» **What you are asked to do**
Below are some records; find each line that carries the word "EQUAL" and copy it.

··· Data shown ···

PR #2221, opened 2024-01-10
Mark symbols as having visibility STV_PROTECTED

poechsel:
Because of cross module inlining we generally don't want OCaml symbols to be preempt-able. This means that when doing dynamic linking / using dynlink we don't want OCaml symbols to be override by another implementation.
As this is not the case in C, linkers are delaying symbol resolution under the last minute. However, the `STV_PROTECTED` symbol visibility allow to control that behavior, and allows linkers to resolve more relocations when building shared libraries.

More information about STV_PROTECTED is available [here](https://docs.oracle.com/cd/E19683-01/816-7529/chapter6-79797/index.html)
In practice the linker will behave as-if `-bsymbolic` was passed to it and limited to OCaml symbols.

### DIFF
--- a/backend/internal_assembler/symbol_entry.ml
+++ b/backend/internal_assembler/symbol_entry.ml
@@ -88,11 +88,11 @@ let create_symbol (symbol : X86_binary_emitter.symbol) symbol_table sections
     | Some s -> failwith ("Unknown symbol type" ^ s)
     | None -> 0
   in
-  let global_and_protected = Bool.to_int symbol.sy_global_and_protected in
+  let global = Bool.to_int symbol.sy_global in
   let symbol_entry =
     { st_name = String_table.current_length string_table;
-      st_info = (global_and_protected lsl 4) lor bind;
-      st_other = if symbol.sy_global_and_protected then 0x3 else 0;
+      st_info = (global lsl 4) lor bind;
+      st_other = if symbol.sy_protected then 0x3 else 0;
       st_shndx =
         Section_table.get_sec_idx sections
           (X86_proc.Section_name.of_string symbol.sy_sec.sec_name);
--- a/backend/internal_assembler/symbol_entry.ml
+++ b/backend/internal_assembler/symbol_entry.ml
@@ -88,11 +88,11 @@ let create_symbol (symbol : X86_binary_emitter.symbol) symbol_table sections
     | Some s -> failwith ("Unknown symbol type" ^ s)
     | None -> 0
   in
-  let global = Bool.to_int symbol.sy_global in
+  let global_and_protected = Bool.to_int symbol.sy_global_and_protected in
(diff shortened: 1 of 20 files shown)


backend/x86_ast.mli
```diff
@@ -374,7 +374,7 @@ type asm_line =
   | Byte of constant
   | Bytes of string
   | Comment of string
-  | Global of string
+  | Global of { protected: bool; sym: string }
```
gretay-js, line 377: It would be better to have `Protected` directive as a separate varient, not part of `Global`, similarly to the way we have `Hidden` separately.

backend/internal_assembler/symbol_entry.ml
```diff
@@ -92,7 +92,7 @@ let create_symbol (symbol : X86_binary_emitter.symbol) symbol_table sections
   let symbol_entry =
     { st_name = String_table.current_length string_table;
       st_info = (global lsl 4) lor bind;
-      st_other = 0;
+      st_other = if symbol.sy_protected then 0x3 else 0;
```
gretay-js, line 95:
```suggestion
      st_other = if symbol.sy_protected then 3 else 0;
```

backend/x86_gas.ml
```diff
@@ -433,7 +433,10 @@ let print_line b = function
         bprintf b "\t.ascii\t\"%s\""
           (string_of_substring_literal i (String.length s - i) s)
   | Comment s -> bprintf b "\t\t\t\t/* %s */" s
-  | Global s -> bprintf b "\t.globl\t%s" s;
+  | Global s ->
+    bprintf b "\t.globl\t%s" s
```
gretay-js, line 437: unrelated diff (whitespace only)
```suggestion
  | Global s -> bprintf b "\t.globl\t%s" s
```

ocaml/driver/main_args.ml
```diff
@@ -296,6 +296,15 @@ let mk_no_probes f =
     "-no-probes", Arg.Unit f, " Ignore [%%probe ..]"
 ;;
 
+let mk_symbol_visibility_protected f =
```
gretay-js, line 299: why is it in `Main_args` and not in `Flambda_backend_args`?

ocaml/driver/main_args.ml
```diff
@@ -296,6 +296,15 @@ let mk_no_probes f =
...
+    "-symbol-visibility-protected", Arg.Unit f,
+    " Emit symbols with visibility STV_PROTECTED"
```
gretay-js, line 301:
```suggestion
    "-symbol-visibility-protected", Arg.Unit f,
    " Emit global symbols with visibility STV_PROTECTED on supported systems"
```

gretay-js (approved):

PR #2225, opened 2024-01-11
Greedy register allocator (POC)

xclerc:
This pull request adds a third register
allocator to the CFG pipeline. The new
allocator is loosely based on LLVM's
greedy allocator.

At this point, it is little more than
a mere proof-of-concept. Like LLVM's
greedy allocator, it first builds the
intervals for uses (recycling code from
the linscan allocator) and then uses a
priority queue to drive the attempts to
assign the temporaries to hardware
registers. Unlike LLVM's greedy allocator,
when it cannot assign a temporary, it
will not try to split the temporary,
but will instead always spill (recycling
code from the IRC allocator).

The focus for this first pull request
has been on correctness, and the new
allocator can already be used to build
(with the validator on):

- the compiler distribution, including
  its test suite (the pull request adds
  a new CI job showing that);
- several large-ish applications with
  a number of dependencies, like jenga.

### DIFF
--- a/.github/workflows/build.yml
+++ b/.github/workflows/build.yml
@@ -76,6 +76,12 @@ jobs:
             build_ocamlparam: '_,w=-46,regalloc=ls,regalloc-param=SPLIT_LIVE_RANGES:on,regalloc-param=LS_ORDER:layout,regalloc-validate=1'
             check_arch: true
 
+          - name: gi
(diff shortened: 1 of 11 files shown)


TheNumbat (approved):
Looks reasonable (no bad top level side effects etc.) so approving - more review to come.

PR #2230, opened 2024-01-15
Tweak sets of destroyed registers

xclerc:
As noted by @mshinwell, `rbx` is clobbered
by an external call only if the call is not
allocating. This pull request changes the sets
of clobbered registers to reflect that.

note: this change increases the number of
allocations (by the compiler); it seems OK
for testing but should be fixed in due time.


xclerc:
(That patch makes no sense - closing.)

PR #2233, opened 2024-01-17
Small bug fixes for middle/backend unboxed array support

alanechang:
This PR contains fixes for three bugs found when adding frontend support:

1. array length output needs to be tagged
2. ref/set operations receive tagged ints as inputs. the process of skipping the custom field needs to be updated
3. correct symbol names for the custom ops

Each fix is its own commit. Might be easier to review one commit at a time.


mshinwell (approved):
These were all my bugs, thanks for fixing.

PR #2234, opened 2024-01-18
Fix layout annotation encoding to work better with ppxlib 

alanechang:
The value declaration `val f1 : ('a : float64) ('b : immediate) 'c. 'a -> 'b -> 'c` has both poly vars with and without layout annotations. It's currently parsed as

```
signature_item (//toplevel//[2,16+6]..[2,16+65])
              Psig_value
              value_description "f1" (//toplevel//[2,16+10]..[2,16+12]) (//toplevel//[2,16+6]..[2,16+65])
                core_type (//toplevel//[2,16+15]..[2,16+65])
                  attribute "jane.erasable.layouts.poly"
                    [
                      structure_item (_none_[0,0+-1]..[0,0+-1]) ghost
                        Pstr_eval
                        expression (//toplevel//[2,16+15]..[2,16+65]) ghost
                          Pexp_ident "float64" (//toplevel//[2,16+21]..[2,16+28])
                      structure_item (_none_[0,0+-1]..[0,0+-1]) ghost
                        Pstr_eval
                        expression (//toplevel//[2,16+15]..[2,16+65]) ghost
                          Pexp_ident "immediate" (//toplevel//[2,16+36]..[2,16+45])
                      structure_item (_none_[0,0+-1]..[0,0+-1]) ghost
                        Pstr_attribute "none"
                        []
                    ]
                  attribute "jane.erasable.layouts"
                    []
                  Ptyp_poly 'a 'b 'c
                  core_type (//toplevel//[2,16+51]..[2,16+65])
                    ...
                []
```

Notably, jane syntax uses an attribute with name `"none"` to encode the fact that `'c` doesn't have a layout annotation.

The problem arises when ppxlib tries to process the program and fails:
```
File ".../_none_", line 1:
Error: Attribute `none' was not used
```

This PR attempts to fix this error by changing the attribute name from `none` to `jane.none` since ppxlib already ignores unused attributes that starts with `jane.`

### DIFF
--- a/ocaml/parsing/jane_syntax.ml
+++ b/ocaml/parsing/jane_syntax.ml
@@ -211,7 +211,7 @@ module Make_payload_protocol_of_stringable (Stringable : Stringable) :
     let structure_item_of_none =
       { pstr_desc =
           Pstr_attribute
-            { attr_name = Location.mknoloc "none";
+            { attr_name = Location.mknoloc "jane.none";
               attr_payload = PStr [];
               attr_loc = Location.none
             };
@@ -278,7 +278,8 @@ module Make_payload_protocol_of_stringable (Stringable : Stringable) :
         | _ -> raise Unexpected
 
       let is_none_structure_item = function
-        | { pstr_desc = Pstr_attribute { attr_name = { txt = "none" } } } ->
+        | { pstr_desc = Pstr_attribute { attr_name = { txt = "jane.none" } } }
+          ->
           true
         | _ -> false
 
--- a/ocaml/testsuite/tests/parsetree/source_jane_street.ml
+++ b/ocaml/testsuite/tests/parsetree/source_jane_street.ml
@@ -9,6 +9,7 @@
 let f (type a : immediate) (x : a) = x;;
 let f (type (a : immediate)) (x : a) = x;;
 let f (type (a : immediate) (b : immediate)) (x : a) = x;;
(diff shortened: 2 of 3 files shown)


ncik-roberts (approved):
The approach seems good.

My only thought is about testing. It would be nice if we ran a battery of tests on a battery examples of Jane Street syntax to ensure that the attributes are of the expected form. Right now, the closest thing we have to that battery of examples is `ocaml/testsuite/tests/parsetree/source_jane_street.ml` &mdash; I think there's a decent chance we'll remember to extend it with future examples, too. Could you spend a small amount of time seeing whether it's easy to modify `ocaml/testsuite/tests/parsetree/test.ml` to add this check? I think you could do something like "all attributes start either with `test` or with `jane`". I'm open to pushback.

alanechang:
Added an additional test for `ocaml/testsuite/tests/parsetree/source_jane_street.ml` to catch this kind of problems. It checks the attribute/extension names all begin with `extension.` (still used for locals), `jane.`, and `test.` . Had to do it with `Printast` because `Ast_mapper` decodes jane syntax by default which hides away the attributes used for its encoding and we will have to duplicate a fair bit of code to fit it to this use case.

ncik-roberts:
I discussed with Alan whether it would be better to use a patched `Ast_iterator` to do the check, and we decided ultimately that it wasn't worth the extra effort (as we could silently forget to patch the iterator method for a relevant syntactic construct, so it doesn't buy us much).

···
··· Data shown ···

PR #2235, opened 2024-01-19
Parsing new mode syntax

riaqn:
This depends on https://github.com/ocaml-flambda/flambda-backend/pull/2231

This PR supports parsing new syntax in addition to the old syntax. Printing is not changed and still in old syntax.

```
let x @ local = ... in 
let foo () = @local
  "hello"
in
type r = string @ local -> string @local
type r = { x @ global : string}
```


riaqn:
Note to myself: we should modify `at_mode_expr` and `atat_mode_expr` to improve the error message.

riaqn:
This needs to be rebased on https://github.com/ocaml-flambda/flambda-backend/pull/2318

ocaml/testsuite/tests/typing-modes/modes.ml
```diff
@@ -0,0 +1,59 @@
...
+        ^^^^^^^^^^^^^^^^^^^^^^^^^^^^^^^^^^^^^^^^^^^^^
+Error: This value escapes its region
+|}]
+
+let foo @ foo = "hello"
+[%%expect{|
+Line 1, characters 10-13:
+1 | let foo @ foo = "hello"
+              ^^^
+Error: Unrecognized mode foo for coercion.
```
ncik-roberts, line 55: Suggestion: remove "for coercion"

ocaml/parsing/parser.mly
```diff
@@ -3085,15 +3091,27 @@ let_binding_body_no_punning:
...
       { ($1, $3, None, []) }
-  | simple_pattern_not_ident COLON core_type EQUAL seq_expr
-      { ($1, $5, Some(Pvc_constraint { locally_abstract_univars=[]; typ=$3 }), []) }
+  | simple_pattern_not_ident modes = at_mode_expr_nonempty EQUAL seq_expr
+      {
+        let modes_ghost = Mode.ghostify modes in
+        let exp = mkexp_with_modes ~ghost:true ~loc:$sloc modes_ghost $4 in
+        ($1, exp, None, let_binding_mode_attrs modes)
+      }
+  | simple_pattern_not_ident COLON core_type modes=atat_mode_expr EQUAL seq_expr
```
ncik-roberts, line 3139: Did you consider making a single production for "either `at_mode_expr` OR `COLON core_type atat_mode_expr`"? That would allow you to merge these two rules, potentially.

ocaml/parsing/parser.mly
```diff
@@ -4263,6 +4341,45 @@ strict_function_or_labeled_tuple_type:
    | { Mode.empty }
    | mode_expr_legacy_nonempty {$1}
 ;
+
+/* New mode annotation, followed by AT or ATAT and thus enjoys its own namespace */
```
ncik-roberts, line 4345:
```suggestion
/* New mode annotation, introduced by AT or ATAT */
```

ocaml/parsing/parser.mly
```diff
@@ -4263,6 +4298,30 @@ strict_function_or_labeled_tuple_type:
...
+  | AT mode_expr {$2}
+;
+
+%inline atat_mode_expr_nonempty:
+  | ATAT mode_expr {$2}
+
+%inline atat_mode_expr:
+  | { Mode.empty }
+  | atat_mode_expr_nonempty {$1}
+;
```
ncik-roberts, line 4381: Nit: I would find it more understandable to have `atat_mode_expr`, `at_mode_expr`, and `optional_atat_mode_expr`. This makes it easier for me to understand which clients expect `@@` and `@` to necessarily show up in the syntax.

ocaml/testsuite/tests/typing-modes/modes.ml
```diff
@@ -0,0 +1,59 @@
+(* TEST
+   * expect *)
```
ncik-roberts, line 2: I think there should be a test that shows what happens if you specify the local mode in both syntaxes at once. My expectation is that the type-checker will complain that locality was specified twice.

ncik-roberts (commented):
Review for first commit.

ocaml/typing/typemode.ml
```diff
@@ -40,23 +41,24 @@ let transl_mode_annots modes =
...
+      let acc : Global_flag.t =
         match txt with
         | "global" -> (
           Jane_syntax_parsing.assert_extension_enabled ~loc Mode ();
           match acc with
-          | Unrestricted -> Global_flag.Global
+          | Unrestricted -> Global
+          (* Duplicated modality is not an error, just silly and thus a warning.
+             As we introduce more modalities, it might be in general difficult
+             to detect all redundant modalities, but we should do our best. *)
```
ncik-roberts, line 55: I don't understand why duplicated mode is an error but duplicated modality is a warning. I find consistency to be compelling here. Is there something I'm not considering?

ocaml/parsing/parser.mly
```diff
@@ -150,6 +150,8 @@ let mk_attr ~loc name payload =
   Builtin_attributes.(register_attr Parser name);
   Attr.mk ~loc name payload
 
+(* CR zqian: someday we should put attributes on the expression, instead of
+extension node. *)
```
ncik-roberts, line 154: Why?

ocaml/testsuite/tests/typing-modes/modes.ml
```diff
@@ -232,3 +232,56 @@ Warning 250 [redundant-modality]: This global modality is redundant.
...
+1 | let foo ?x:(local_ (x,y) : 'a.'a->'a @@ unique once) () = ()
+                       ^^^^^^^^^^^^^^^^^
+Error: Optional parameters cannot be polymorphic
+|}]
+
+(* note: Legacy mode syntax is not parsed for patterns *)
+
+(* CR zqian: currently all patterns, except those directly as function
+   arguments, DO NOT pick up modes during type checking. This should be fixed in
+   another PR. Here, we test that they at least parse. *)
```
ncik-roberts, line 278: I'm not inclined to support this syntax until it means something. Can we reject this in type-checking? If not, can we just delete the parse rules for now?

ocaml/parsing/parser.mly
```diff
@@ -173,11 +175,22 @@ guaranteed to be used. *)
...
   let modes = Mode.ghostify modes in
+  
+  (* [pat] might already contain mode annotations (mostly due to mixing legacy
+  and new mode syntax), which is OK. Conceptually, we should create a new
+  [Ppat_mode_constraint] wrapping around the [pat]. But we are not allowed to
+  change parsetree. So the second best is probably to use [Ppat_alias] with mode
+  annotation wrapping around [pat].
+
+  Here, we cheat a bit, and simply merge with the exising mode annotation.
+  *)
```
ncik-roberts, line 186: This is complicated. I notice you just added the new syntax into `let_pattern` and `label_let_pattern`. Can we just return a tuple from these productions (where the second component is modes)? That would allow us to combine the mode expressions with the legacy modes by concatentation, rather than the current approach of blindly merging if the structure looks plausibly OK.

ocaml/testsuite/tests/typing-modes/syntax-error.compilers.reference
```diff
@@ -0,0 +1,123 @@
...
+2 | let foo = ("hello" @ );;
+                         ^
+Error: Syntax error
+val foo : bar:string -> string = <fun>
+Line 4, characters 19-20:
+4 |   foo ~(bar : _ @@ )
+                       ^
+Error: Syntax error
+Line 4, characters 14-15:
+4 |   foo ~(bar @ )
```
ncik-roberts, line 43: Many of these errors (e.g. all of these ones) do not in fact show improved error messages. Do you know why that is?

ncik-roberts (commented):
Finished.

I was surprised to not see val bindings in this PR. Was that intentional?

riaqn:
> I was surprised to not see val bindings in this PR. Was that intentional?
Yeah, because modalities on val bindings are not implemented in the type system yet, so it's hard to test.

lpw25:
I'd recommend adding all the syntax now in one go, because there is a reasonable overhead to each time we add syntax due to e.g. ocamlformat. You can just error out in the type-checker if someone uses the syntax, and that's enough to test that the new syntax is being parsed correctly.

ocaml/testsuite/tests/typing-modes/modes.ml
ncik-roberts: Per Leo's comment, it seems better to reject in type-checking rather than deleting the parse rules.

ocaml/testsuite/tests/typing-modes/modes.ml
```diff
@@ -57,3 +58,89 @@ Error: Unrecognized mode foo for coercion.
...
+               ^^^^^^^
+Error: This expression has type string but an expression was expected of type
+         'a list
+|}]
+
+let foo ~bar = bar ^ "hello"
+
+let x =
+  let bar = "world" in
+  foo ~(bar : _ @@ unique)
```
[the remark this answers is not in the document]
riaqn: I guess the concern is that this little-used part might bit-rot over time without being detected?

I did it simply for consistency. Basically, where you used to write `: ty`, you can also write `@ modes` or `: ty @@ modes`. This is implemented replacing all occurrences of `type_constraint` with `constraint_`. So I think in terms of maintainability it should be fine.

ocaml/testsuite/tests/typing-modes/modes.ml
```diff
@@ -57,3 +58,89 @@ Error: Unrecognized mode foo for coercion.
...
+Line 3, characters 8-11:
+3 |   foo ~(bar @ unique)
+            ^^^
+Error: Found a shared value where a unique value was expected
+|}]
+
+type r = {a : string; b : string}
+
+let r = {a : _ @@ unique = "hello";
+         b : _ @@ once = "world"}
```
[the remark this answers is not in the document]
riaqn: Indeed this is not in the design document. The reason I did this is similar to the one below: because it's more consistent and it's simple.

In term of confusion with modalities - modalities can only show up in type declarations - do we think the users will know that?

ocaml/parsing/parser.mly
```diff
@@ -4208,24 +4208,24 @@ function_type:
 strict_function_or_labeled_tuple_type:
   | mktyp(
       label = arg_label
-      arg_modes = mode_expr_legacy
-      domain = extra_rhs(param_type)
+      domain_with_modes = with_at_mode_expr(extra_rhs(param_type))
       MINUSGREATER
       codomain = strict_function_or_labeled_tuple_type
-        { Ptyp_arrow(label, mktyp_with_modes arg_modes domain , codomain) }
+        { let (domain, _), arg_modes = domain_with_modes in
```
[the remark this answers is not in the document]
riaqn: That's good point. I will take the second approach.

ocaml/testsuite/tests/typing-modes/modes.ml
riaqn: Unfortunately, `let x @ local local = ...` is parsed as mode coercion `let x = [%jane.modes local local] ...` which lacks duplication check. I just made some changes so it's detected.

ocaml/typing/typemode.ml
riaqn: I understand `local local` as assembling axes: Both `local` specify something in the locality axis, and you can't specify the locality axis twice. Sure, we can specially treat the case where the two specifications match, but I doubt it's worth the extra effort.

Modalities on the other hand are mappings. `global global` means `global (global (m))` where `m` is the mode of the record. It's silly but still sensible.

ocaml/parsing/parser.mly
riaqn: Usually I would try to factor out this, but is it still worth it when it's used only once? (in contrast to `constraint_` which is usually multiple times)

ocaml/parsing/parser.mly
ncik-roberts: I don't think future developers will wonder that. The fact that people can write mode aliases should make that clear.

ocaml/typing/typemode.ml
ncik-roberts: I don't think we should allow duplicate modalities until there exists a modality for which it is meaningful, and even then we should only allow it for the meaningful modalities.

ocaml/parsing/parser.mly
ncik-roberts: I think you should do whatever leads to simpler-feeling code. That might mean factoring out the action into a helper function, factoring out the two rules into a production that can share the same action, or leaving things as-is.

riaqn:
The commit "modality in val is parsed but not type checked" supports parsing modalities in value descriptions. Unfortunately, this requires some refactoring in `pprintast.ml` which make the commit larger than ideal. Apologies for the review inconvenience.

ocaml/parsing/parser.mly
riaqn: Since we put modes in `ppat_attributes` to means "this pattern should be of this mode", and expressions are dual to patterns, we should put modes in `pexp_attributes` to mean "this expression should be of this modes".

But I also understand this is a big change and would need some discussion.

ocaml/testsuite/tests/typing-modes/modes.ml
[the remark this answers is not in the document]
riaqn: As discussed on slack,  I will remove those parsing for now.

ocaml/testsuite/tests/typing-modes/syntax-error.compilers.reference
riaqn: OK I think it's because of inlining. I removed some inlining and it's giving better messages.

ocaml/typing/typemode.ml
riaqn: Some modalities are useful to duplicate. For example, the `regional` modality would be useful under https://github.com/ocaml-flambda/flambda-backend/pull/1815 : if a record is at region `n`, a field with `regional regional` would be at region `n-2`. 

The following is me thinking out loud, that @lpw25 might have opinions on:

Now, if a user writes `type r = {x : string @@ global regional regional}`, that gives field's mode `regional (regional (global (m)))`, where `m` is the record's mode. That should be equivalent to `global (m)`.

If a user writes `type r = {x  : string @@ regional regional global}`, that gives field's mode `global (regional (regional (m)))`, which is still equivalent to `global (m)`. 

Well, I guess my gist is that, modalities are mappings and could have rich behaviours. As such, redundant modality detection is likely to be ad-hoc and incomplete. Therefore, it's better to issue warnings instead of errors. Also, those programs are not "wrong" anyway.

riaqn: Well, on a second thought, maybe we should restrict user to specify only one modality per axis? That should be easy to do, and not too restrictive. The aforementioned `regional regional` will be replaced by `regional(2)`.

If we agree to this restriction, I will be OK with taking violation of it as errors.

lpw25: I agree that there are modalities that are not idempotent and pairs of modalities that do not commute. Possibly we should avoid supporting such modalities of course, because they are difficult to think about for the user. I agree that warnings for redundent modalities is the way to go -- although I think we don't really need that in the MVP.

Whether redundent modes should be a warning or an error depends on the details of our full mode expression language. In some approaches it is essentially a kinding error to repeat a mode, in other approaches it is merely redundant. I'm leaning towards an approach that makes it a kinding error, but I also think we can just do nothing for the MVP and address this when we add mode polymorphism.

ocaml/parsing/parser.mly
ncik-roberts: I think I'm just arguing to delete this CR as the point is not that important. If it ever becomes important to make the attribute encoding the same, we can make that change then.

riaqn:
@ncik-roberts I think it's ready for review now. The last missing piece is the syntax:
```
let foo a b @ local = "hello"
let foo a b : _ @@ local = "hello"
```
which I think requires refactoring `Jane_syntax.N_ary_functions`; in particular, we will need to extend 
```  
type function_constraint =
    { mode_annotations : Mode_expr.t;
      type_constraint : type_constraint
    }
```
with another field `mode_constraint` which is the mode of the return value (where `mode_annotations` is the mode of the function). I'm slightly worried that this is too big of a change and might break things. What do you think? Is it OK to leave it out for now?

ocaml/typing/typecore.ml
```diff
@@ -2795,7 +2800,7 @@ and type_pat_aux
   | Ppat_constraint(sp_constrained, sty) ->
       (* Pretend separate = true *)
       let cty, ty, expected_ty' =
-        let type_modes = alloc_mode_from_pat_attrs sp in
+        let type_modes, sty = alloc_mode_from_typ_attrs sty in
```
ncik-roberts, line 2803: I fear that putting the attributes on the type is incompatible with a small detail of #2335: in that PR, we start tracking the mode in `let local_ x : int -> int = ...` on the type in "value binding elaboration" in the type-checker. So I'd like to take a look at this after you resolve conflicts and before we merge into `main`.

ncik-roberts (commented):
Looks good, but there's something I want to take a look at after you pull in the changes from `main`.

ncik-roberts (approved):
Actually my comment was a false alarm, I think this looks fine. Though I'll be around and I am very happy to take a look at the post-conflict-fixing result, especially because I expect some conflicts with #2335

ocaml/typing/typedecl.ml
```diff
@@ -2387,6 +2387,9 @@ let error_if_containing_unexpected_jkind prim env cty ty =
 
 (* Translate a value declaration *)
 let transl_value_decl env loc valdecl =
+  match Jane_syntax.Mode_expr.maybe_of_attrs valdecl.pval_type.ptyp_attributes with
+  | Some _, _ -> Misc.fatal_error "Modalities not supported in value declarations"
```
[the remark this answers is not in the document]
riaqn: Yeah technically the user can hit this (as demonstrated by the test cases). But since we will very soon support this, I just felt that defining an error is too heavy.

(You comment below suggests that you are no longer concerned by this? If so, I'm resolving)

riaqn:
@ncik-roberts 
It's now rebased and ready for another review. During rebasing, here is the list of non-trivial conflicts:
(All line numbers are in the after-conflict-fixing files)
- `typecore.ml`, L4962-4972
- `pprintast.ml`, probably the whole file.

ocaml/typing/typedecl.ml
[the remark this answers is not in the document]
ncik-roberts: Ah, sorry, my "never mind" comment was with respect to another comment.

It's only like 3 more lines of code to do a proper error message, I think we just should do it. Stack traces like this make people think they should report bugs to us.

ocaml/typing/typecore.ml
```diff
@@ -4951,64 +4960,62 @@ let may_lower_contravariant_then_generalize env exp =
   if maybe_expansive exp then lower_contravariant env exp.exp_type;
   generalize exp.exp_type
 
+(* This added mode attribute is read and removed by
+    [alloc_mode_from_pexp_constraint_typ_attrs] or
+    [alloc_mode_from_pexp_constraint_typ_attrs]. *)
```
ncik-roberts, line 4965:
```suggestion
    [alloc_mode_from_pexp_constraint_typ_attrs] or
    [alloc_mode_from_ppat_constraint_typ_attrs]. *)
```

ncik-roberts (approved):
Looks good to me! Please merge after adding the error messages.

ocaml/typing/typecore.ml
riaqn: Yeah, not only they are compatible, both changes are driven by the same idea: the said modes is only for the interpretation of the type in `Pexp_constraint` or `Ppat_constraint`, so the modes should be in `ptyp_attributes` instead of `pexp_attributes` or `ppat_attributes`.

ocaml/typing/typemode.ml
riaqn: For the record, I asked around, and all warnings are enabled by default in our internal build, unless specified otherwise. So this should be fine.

···
··· Data shown ···

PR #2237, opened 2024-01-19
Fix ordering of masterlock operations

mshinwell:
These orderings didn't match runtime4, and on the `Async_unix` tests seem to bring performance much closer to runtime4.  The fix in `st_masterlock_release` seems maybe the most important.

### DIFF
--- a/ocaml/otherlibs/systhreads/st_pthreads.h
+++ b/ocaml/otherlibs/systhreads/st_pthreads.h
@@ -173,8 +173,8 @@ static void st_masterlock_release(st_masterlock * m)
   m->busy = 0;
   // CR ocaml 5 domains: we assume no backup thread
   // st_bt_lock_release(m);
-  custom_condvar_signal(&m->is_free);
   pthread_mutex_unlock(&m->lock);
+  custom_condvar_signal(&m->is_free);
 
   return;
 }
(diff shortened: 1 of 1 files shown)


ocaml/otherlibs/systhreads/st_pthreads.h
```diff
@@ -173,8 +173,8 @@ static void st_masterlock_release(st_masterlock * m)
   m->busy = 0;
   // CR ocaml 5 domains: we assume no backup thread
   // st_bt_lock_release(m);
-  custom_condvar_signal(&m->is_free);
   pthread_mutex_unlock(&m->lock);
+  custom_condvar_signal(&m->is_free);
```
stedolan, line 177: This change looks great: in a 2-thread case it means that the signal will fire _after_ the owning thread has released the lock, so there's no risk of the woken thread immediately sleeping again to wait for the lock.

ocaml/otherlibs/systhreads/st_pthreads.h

···

» **Result for this task**
-  | simple_pattern_not_ident COLON core_type EQUAL seq_expr
+  | simple_pattern_not_ident modes = at_mode_expr_nonempty EQUAL seq_expr
+  | simple_pattern_not_ident COLON core_type modes=atat_mode_expr EQUAL seq_expr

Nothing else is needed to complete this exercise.